53 Case law indicates that there is an independent obligation upon a trial judge to put to the jury all reasonable hypotheses, available on the evidence, and inconsistent with the guilt of an accused. Barwick CJ said in Pemble v The Queen (1971) 124 CLR 107 at 117-8:
Whatever course counsel may see fit to take, no doubt bona fide but for tactical reasons in what he considers the best interests of his client, the trial judge must be astute to secure for the accused a fair trial according to law. This involves, in my opinion, an adequate direction both as to law and the possible use of the relevant facts upon any matter on which the jury could in the circumstances of the case upon the material before them find or base a verdict in whole or in part.

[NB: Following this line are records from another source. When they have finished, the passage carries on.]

PR #129, opened 2019-06-06
Using LM9DS1 to stabilise unwrapping

neworderofjamie:
I was thinking that if we're going to use the robots on a slope, some sort of stabilisation is going to really help improve the in-silica rotation. This is my, somewhat hacky, attempt at doing it using existing code. However, **ideally** we would do the equivalent of:

1. Call ``unwrapMaps`` once with ``m_CentrePixel`` = (0, 0)
2. Copy ``m_UnwrapMapX`` and ``m_UnwrapMapY`` somewhere.
3. When we change ``m_CentrePixel``, ``cv::add`` the offset to our copy of ``m_UnwrapMapX`` and ``m_UnwrapMapY``

Rather than calling ``unwrapMaps`` every time we update the centre pixel. Do you have any thoughts on how this could be integrated with the OpenCV unwrapper?  I think the ideal API would be:
```c++
void unwrap(const cv::Mat &input, cv::Mat &output, degree_t roll, degree_t pitch)
```

### DIFF
--- a/examples/camera_360_stable/Makefile
+++ b/examples/camera_360_stable/Makefile
@@ -1,0 +1,2 @@
+WITH_I2C := 1
+include ../../make_common/default.mk
--- a/examples/camera_360_stable/camera_360_stable.cc
+++ b/examples/camera_360_stable/camera_360_stable.cc
@@ -1,0 +1,111 @@
+// BoB robotics includes
+#include "common/logging.h"
+#include "common/lm9ds1_imu.h"
+#include "common/timer.h"
+#include "imgproc/opencv_unwrap_360.h"
+#include "video/panoramic.h"
+
+// Standard C++ includes
+#include <iostream>
+
+// Standard C includes
+#include <cmath>
+
+using namespace BoBRobotics;
+using namespace BoBRobotics::ImgProc;
+using namespace BoBRobotics::Video;
+
+int main()
+{
+    const cv::Size unwrapRes(720, 150);
+
+    // Create panoramic camera and suitable unwrapper
+    auto cam = getPanoramicCamera();
+    auto unwrapper = cam->createUnwrapper(unwrapRes);
+    const auto cameraRes = cam->getOutputSize();
+
+    // The cirlce we're unwrapping within represents a 
+    // half sphere, therefore it's radius is the arc length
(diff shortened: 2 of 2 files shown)


alexdewar:
What sort of frame rate do you get for this? I'd imagine that it'd be fairly slow be cool because of the frequent calls to ``updateMaps()``. If it works though I am all in favour of quick hacky solutions to problems 😉

I think probably the most efficient way to do this is to generate a massive lookup table with all of the likely possible combinations of pitch and roll (we should probably cache it on disk so we only need to do it once). Alex Cope did this for his camera code running on a Pi Zero and it worked quite nicely although I seem to remember that the lookup table ended up being at several hundred MB in size. A Jetson could definitely handle this though.

alexdewar:
I think you're right that that's how the API should look btw.

I also think we should maybe change the API for the IMU to use the unit library while we're at it.

neworderofjamie:
15ish doing nothing else on the Jetson so really not too slow. I don't really think a LUT is a sensible solution for this tbh - I would imagine that adding a scalar to an array of a few thousand floats (i.e. small enough to fit in L2 cache) is gonna be faster.

neworderofjamie:
Is my maths right that that is all that's required?

ajc158:
Unfortunately nope - that maths doesn't work! You need to do a whole
rotation matrix on each point then reproject onto the source image - this
is very computationally expensive but I'm working on a faster solution
using quaternions and hacks

neworderofjamie:
Ooh hello! Have you seen our unwrapping code (https://github.com/BrainsOnBoard/bob_robotics/blob/master/imgproc/opencv_unwrap_360.h#L158)?Where I'm talking about adding the position is to the polar coordinate map that go into the ``cv::remap`` function. Isn't that the same?

Multiplying quaternions by vectors **generally** requires more operations that multiplying matrices by vectors btw...

ajc158:
Doing this on my phone so might get it wrong, but the issue would be the
remapping to sphere section, which using sin and cos is most of the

54 In BRS v The Queen (1997) 191 CLR 275 at 330 Kirby J, in referring to the importance of matters raised by the parties, qualified this general concept by saying that:
…in certain fundamental matters the judge carries an unavoidable obligation to provide directions which are necessary to prevent a perceptible risk of a miscarriage of justice.
55 However, there may be some qualification required of these general statements lest it be thought that the authority of Pemble can be adequately stated at this high level of abstraction.
56 First it is important to recognise that the hypothesis must be both reasonable and available on the evidence.
57 The appellant accepts that it is a necessary requirement before a trial judge can put an alternative hypothesis to the jury, not propounded by the defence, that there be some evidentiary basis for it. In scientific methodology, a hypothesis can be constituted by a proposition merely put forward as a basis for argument, without any assumption to its truth. It can be, in effect, a guess. However, in the jurisprudence of the criminal law discussion of a hypothesis is qualified adjectivally by the notion that it must be 'reasonable'. Accordingly, a trial judge needs to ensure that there is some rational basis in the substratum of evidence, however slight, before suggesting a possibility, contrary to the prosecution case, to the jury.
58 The jury were instructed several times that a reasonable hypothesis inconsistent with the guilt of the appellant required them to acquit the appellant.
59 In this case, it is not as though counsel for the defence expressly disavowed the possibility raised by the trial judge. Rather, it was not in his strategic interest to articulate it before the jury. It was the appellant's case at trial that he was not involved in the murder of his wife and children.
60 Further, the defence clearly put to the jury the possibility of the murderer being Demi Hwang and the jury, by necessary inference, rejected that alternative hypothesis. Also, the Crown adduced evidence that the police knew of no reprisals against the appellant aimed at his wife and children, or of that method of reprisal. The jury must have accepted that evidence.
61 It is conceded by the appellant that it would be wrong for a trial judge to put a hypothesis which was fanciful or unrealistic: R v Clarke (1995) 78 A Crim R 226 at 230-231 per Hunt CJ at CL. Where the hypothesis has some rational basis then it should be raised by the court, despite the fact that it has not been propounded by the defence: Barca v The Queen (1975) 133 CLR 82 at 104. As Lord Morris of Borth-y-Gest said in Palmer v The Queen [1971] AC 814 at 823:
It is always the duty of the judge to leave to the jury any issue (whether pressed by the defence or not) which on the evidence in the case is an issue fit to be left to them.